##### INFORMATION SUPPLIED

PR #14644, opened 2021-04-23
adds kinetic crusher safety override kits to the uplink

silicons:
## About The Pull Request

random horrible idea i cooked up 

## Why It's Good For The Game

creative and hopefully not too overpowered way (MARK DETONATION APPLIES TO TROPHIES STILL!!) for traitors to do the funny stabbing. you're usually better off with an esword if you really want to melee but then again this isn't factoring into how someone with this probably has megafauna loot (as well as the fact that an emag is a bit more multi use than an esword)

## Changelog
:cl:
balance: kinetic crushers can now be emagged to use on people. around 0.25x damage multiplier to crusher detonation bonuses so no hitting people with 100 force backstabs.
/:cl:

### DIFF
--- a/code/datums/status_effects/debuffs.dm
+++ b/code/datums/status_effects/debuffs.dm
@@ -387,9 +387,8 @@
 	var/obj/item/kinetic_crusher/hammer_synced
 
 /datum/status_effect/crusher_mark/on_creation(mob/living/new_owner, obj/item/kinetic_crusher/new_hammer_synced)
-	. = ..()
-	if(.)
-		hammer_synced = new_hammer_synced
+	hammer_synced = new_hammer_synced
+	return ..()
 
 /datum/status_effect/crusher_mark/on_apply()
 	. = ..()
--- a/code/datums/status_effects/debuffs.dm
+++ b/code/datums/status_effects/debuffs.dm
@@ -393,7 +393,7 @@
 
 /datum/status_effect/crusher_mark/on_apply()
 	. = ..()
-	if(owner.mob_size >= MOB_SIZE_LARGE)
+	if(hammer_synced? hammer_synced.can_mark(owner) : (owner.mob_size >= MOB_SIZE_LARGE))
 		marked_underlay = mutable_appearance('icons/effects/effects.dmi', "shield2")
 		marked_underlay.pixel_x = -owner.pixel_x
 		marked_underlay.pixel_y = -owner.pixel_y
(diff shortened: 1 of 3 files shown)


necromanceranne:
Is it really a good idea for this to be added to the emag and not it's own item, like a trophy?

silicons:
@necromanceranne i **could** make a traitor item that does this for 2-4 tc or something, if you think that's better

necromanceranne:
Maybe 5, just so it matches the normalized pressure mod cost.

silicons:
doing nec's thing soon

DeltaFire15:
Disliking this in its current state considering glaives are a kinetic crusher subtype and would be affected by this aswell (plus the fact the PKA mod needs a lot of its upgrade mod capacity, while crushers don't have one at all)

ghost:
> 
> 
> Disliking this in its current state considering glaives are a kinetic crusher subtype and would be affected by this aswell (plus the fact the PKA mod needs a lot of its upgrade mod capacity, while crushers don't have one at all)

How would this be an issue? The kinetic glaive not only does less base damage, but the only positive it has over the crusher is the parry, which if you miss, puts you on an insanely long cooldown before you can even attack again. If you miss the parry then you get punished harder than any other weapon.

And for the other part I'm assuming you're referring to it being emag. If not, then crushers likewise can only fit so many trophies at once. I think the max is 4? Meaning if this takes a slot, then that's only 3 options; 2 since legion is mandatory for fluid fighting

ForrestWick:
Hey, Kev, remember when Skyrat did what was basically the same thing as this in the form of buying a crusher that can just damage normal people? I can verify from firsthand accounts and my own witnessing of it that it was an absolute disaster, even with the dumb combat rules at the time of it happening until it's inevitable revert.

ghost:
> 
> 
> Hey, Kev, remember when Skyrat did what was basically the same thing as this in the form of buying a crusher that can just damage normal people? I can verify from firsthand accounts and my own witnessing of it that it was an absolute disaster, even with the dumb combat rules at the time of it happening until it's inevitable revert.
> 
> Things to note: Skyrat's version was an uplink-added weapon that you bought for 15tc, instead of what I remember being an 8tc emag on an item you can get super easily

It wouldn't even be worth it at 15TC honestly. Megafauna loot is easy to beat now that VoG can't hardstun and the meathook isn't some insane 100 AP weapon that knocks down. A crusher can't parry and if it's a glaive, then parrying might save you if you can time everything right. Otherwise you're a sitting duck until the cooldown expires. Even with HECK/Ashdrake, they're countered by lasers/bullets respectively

##########
##### INFORMATION SUPPLIED

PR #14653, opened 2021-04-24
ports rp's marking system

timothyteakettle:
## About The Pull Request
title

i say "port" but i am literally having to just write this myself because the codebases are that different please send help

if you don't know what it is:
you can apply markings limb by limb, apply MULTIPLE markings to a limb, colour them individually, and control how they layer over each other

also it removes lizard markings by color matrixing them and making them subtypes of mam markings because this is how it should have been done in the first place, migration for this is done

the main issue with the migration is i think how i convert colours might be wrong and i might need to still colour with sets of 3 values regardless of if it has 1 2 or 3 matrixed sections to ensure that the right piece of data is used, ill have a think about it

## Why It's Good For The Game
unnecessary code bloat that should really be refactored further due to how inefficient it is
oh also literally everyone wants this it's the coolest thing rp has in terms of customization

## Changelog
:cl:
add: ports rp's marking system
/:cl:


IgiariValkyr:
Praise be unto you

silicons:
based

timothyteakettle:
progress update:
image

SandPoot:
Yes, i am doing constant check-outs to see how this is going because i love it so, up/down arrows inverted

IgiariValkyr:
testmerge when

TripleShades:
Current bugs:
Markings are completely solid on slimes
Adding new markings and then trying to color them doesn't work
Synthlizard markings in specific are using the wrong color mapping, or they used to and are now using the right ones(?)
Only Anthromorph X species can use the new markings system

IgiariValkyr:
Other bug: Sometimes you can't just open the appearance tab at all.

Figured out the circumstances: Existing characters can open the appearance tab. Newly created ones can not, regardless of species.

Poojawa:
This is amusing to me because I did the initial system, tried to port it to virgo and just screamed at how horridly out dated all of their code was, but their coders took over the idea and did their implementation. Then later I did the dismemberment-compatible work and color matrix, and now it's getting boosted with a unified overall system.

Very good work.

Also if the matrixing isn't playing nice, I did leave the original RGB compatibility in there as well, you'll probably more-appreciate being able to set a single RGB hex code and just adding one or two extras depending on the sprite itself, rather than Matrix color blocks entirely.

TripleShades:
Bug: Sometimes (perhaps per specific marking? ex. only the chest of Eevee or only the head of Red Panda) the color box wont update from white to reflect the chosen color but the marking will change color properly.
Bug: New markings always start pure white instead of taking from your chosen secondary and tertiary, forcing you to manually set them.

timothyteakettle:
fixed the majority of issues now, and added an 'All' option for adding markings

##########
##### INFORMATION SUPPLIED

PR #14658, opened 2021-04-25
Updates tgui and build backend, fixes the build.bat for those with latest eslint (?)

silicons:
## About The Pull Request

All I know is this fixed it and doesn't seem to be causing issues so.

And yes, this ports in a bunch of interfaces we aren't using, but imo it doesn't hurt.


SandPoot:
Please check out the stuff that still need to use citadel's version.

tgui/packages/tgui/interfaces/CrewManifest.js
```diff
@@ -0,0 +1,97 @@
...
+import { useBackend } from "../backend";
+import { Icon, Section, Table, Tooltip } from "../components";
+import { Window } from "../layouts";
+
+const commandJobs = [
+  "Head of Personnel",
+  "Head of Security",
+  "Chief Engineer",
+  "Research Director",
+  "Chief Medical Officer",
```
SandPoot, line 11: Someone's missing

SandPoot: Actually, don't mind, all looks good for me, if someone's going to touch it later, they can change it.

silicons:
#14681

##########

▶ **ASSIGNED TASK**: Each line in the listing above that contains "cooldown" should be copied.

▶ **ANSWER AREA**:
How would this be an issue? The kinetic glaive not only does less base damage, but the only positive it has over the crusher is the parry, which if you miss, puts you on an insanely long cooldown before you can even attack again. If you miss the parry then you get punished harder than any other weapon.
It wouldn't even be worth it at 15TC honestly. Megafauna loot is easy to beat now that VoG can't hardstun and the meathook isn't some insane 100 AP weapon that knocks down. A crusher can't parry and if it's a glaive, then parrying might save you if you can time everything right. Otherwise you're a sitting duck until the cooldown expires. Even with HECK/Ashdrake, they're countered by lasers/bullets respectively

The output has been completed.